Once it gets older I do cut it and dry it for my chickens in the winter.. I just take a bunch and soak it in a bit of hot water and put it in the chickens watering dish in the winter.. adds nice minerals and vitamins for them. they love it..


----------



## PamsPride (Dec 21, 2010)

I just bought some Stinging Nettle seeds from MPS last week! I can't wait to grow them!


----------



## Gypsyshome (Apr 21, 2011)

Hi guys, I raise rabbits and stinging nettle is a wonder drug for them...just remember the "stinging" part  let them wilt awhile.


----------



## JoKing (Mar 11, 2012)

Emerald said:


> Was just out limping around the garden and yard and noted that the stinging nettles are out.....

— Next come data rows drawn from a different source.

PR #3842, opened 2023-03-08
Planner: create mirrored return profile

jwobser:

- [ ] Bug fix
- [ ] Functional change
- [x] New feature
- [x] Code cleanup
- [ ] Build system change
- [ ] Documentation change
- [ ] Language translation

2 commits: 1 to remove unnecessary method calls within planner, and another to implement a feature request from mailing list 2023 MAR 4

Add a shortcut (CTRL + M) to append a reversed dive profile in cases where a diver must exit the same way they entered. 

The reversing method does not check for decompression obligations. The user must manually extend dive segments where decompression is required. 

All properties of the point, except runtime, are copied when reversed. Runtime is updated as needed to make a mirror image. 

Sorting the vector of points on runtime is maintained, because the mirror points are appended in increasing runtime order.

### Changes made:

1) Add new shortcut (CTRL + M) to dive planner
2) Add method to get time deltas between planner points to planner model
3) Add method to create and append a reversed profile to planner model

### Documentation change:

Added comment about the shortcut in the technical dive planning section of the user manual.

### DIFF
--- a/desktop-widgets/diveplanner.cpp
+++ b/desktop-widgets/diveplanner.cpp
@@ -78,6 +78,9 @@ DivePlannerWidget::DivePlannerWidget(QWidget *parent) : QWidget(parent, QFlag(0)
 	QShortcut *closeKey = new QShortcut(QKeySequence(Qt::Key_Escape), this);
 	connect(closeKey, &QShortcut::activated, plannerModel, &DivePlannerPointsModel::cancelPlan);
 
+	QShortcut *mirrorProfileShortcut = new QShortcut(QKeySequence(Qt::Key_M + Qt::CTRL), this);
+	connect(mirrorProfileShortcut, &QShortcut::activated, plannerModel, &DivePlannerPointsModel::addReverseProfile);
+
 	// This makes shure the spinbox gets a setMinimum(0) on it so we can't have negative time or depth.
 	// Limit segments to a depth of 1000 m/3300 ft and a duration of 100 h. Setting the limit for
 	// the depth will be done in settingChanged() since this depends on the chosen units.
--- a/Documentation/user-manual.txt
+++ b/Documentation/user-manual.txt
@@ -4078,6 +4078,10 @@ The waypoints listed in the _Dive Planner Points_ dialog can be edited by hand i
 order to get a precise presentation of the dive plan. In fact, it is sometimes more easy to create the
 whole dive profile by editing the _Dive Planner Points_ dialog.
 
+For planning a dive which has an exit profile which is a mirror image of the entry
+(e.g. cave diving), there is a shortcut to mirror the first half of the dive. Once the intial half of
+the dive is planned, press CTRL+M to create a mirrored exit profile.
+
 Show any changes in gas cylinder used by indicating gas changes as explained
 in the section <<S_CreateProfile,hand-creating a dive profile>>. These changes should
 reflect the cylinders and gas compositions defined in the table with _Available Gases_.
--- a/qt-models/diveplannermodel.cpp
+++ b/qt-models/diveplannermodel.cpp
@@ -47,7 +47,6 @@ void DivePlannerPointsModel::removeSelectedPoints(const std::vector<int> &rows)
 {
 	removePoints(rows);
 
-	updateDiveProfile();
 	emitDataChanged();
 	cylinders.updateTrashIcon();
 }
@@ -179,7 +178,6 @@ void DivePlannerPointsModel::loadFromDive(dive *dIn)
 	DiveTypeSelectionModel::instance()->repopulate();
 	preserved_until = d->duration;
 
-	updateDiveProfile();
 	emitDataChanged();
 }
 
@@ -921,7 +919,6 @@ void DivePlannerPointsModel::removeControlPressed(const QModelIndex &index)
 	if (divepoints[0].cylinderid != old_first_cylid)
 		cylinders.moveAtFirst(divepoints[0].cylinderid);
 
-	updateDiveProfile();
 	emitDataChanged();
 }
 
@@ -958,7 +955,6 @@ void DivePlannerPointsModel::remove(const QModelIndex &index)
 	if (divepoints[0].cylinderid != old_first_cylid)
 		cylinders.moveAtFirst(divepoints[0].cylinderid);
 
-	updateDiveProfile();
 	emitDataChanged();
 }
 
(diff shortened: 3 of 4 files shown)


desktop-widgets/diveplanner.cpp
```diff
@@ -78,6 +78,9 @@ DivePlannerWidget::DivePlannerWidget(QWidget *parent) : QWidget(parent, QFlag(0)
 	QShortcut *closeKey = new QShortcut(QKeySequence(Qt::Key_Escape), this);
 	connect(closeKey, &QShortcut::activated, plannerModel, &DivePlannerPointsModel::cancelPlan);
 
+	QShortcut *mirrorProfileShortcut = new QShortcut(QKeySequence(Qt::Key_M + Qt::CTRL), this);
```
mikeller, line 81: Making this available only as a shortcut creates the problem that there will be no way for users to discover that this functionality exists, and consequently they will not be using it.

The fact that you have added a mention to the user manual is a good start, but probably does little to address the issue:
- not many users read 5000 lines of user manual for every release to discover new features hidden behind shortcuts;
- the user manual only exists in English - effectively we are shutting out any non English speakers from ever using this (and to make matters worse, for them `[Ctrl] - M` most likely isn't intuitive or easy to remember).

In order to create a User Experience that allows users to discover and use this, I think at least one of the following should be considered:
- adding a button for it (obviously clutters the UI, but provides a better UX);
- adding an entry for it to the menubar (a bit problematic as at the moment the menubar is not updated when the planner is opened, and therefore doesn't have much to provide to users while in the planner;
- adding a tooltip that is showing when the keyboard shortcut can be used (not great UX, but better than not allowing users to discover that the functionality exists.

In addition to this, an entry should be added to the [changelog](https://github.com/subsurface/subsurface/blob/master/CHANGELOG.md), giving the user the information required to find this shortcut (again only a limited mitigation, as not many users read the changelog, and even fewer remember it when they get to the point of wanting to use the functionality).

atdotde:
I like this. It was my suggestion to add this feature only with a key stroke binding as I would expect it to be used only by a tiny fraction of users. So blame me. But we would add a button next to the plus in the waypoint list.

I have made your second commit look a bit more Qt-ish and removed the helper function. Have a look at https://github.com/subsurface/subsurface/compare/master...atdotde:subsurface:plannerReverseProfile
What do you think?

jwobser:
@atdotde 
Oh that's a fun overload of '<<' for QVector, I assume it just does a push_back?

I like eliminating the helper function as you have done.

I'm not familiar with the preferences configuration, what is happening on with this line? 
	`divepoints.back().time = runtime + divepoints[0].time - divepoints[0].depth.mm / prefs.descrate;`

And 1 concern, I think you need to subtract 2 from the last row index here:
`	beginInsertRows(QModelIndex(), divepoints.size(), 2 * divepoints.size());`

[QAbstractItemModel uses zero based indexing](https://doc.qt.io/qt-5/qabstractitemmodel.html#beginInsertRows), and also we are actually inserting 1 fewer point than the current length of divepoints. The last point in the profile becomes the pivot, and then we add [n-1] additional points. See below, the 4 points add 3 to become 7.

[0, 1, 2, 3] and we are inserting [4, 5, 6]
So first inserted index would be divepoints.size() [4] and last would be [ 2 * 4 - 2].

When I was playing around, if I had the wrong last row index, there would be uninitialized rows in the tableView.

I haven't tried to compile your branch yet. 
Before
After

mikeller:
> But we would add a button next to the plus in the waypoint list.

Agreed.

jwobser:
@atdotde I figured out that was the descent rate, so you are adding one final point that should be the amount of time it takes  to drop to depth. This makes mirroring behave nicely with the "Drop to first depth" option. 

Just had to tweak 2 lines, but your terse solution works great!

Because we are adding one final point, only need to subtract 1 from the last row index.
`	beginInsertRows(QModelIndex(), divepoints.size(), 2 * divepoints.size() - 1);`
There was a subtract here for the descent time, but I believe it should have been an addition.
`	divepoints.back().time = runtime + divepoints[0].time + divepoints[0].depth.mm / prefs.descrate;`


I tried to find where the add row button lives in the code, but couldn't. 
I would be happy to implement if a Qt guru could point me in the right direction. I've been opening the .ui files individually, I assume there is a Qt Designer project hidden somewhere that would make this all easier.

atdotde:
You are of course right about the miscounting of the index of the final row (it took me several attempts to get the logic right end then in the end missed the "the pivot is not copied" thing). I pushed an updated version and also made it take into account if the the drop like a stone mode is actually used. 

Subtracting the descent time is correct IMHO: The stay at the first depth takes runtime minus the time to get there.

The "button like the add button" thing I did not do because it was getting too late yesterday. The add button is a property of our tableview (see tableview.cpp lines 48ff). Of course the mirror button should only be added in the planner and we need a reasonable icon (searching for the icon was the point where I actually gave up last night).

mikeller:
> The "button like the add button" thing I did not do because it was getting too late yesterday. The add button is a property of our tableview (see tableview.cpp lines 48ff). Of course the mirror button should only be added in the planner and we need a reasonable icon (searching for the icon was the point where I actually gave up last night).

I actually had an idea for adding a standardised way for adding non-mainstream functionality into a dynamic drop down menu, which may be preferable to adding a button - I just didn't get around to seeing if I can get it to work. If you give me a day or so I can put it into a pull request to discuss.

jwobser:
I mocked up these icons, inspired by the ruler icon, and using some subsurface colors.

planner_mirror_profile   planner_mirror_profile

Edit: Significantly thicker versions show up better at 23x23.
planner_mirror_profile   planner_mirror_profile

Alternate Colors
planner_mirror_profile  planner_mirror_profile   
 planner_mirror_profile planner_mirror_profile
planner_mirror_profile   planner_mirror_profile

atdotde:
I added the implementation of  the button to my branch (using your icon).

jwobser:
@atdotde Your branch works great! Would you like to make a pull from your branch? Or should I add a refactor commit here?

This worked for setting a tool tip (I didn't add a translation with the tr() function yet).

`ui.tableWidget->mirrorButton()->setToolTip("Mirror Dive Profile");`

And also I added a cap on the plan length (100 might be too low) but with exponential growth you can make subsurface very unhappy very quickly.
`if (divepoints.size() <= 1 || divepoints.size() > 100)
return;
`

atdotde:
I added the tooltip and your signed-off-by to my branch (if you agree with that) and would propose to turn that into a pull request to be merged. I did not take the restriction of the number of dive points and would rather allow the user to shoot themselves in the foot instead of introducing such arbitrary boundaries (which can easily be reached for example when editing a real dive in the planner). It's not that something bad happens, just Subsurface can become slow.

jwobser:
Refactor by @atdotde in new pull request. #3843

I don't want to hear about it. It snowed here today.


----------



## kappydell (Nov 27, 2011)

cream of nettle soup was one of the first wild edibles i ever ate - YUM.


----------



## md1911 (Feb 9, 2012)

kappydell said:


> cream of nettle soup was one of the first wild edibles i ever ate - YUM.


May I ask how you make it. I would like to try it.


----------



## kappydell (Nov 27, 2011)

md1911 said:


> May I ask how you make it. I would like to try it.


CREAM OF GREENS SOUP - 4 servings
The first time I ate nettles, they were in this soup. They were delicious!
1/3 c butter
1/3 c minced onions
1/3 c flour
1 tsp salt
1/4 tsp pepper
1/8 tsp nutmeg
4 1/2 cups milk
4 c fresh greens, washed well, and chopped
In a 3 qt pot, sauté onion in butter until soft. Stir in flour until smooth; add salt, pepper and nutmeg. Blend in the milk. Cook, stirring constantly over medium heat until bubbly and thick; keep stirring for 1 additional minute after it bubbles. Stir in greens; cook and stir one minute. Remove from heat and serve. 4 servings.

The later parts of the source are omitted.